# Water Circulation Pumps..



## neven (May 15, 2010)

Since im not as experienced as many here, im having an issue with dead spots leaving me with a tough choice, have my plants blowing around or leaving them be. So obviously i'll be in need of a circulation pump to get things flowing near the substrate better. Im guessing that it aimed roughly in the direction of the current flow, but along the side wall (and low!) would bring more current flow through the front and eliminate the majority of the dead spots. They happen to be where my future foregound will be.

Problem is no matter where i read, people are quoting tanks as large as 120 gallons, and im only with a 29 gallon. so what im looking for is volume, without turbulence. after all, im looking for the debris to just move, nothing more.

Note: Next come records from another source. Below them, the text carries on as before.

PR #946, opened 2024-08-14
gomod: update go mod using `go work sync`

yyforyongyu:
Sync versions across repos.

Depends on
- #947


guggero (approved):

Roasbeef:
Hmm, I think we might need to do this in stages so we can tag new versions of the various sub-modules incrementally.

Makefile
```diff
@@ -8,8 +8,9 @@ GO_BIN := ${GOPATH}/bin
 LINT_BIN := $(GO_BIN)/golangci-lint
 GOACC_BIN := $(GO_BIN)/go-acc
 
-LINT_COMMIT := v1.46.0
-GOACC_COMMIT := 80342ae2e0fcf265e99e76bcc4efd022c7c3811b
+LINT_VERSION := v1.60.1
```
guggero, line 11: If we're at it, could we also use the Dockerized linter that we use everywhere else, so we don't have to have multiple versions installed?

.golangci.yml
```diff
@@ -11,31 +11,89 @@ linters-settings:
...
+    # exactly a test failed in the generated failure stack trace.
+    - thelper
+    
+    # The linter is too aggressive and doesn't add much value since reviewers
+    # will also catch magic numbers that make sense to extract.
+    - gomnd
 
 issues:
+  # Only check issues in the new code.
+  new-from-rev: HEAD~1
```
guggero, line 95: Wouldn't this cause to only look at code in the very last commit? Shouldn't we pin this to a fixed version and update every once in a while?

guggero (commented):
Yayy, green CI. Thanks for the update!

guggero:
Oops, I just realized that all my comments should've been in https://github.com/btcsuite/btcwallet/pull/947...

guggero:
Can be rebased. Pushed the following tags:

```
To github.com:btcsuite/btcwallet.git
 * [new tag]           wallet/txauthor/v1.3.5 -> wallet/txauthor/v1.3.5
 * [new tag]           wallet/txrules/v1.2.2 -> wallet/txrules/v1.2.2
 * [new tag]           wallet/txsizes/v1.2.5 -> wallet/txsizes/v1.2.5
 * [new tag]           walletdb/v1.4.3 -> walletdb/v1.4.3
```

.golangci.yml
yyforyongyu: yeah was experimenting sth...basically I was trying to use `new-from-rev: master` - the idea is to only lint the diff between the current PR and the master, but couldn't get it to work due to this error,
```
level=warning msg="[runner] Can't process result by diff processor: can't prepare diff by revgrep: could not read git repo: error executing \"git diff --color=never --no-ext-diff --default-prefix --relative master --\": exit status 128: fatal: bad revision 'master'\n"
```
seems to be a `revgrep.go` [issue](https://github.com/golangci/golangci-lint/issues/161).

Changed to commit instead.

Anyone out there have experience with circulation pumps on small tanks and is willing to share some insight on some models that would be best suited?


----------



## eternity302 (Apr 22, 2010)

Maybe use a small mini elite?
That's what I use for my tank, not only as a small filter, but it gives a good push for my 5 gallons~


----------



## taureandragon76 (Apr 21, 2010)

^^^Exactly what I use, just look for a small in tank filter that you stick on the inside of the tank.


----------



## neven (May 15, 2010)

Awesome thanks guys, didn't even think about hagen... looks to be slim enough to tuck behind my driftwood where im not planting


----------



## taureandragon76 (Apr 21, 2010)

The other thing that is good with these things is if you wanna get into DIY co2 those little intank filters make great diffusers. On the outake of the filter there should be a nib to attach an airline too on most types of intank filters and this is where you would hook up the line from the DIY co2


----------



## neven (May 15, 2010)

I got my diy connected into my xp1 intake, little to no bubbles coming out and my drop checker is in the light green  on a side note its been weeks and my jello co2 is still going strong with zero maintnence


----------



## b/p (Apr 21, 2010)

Keep in mind that the rated GPH might sound like alot but in actual use it's not THAT much flow.

I use a Koralia Evolution 1400GPH to push pleco poop upwards to get filtered out in my 120G. It provides flow but not what I thought 1400GPH would be (thought my fish would be hanging on for dear life). Thinking of getting another one to put on the other side of the tank


----------



## stingraylord (Jun 18, 2010)

The smaller Koralia pumps do good.


----------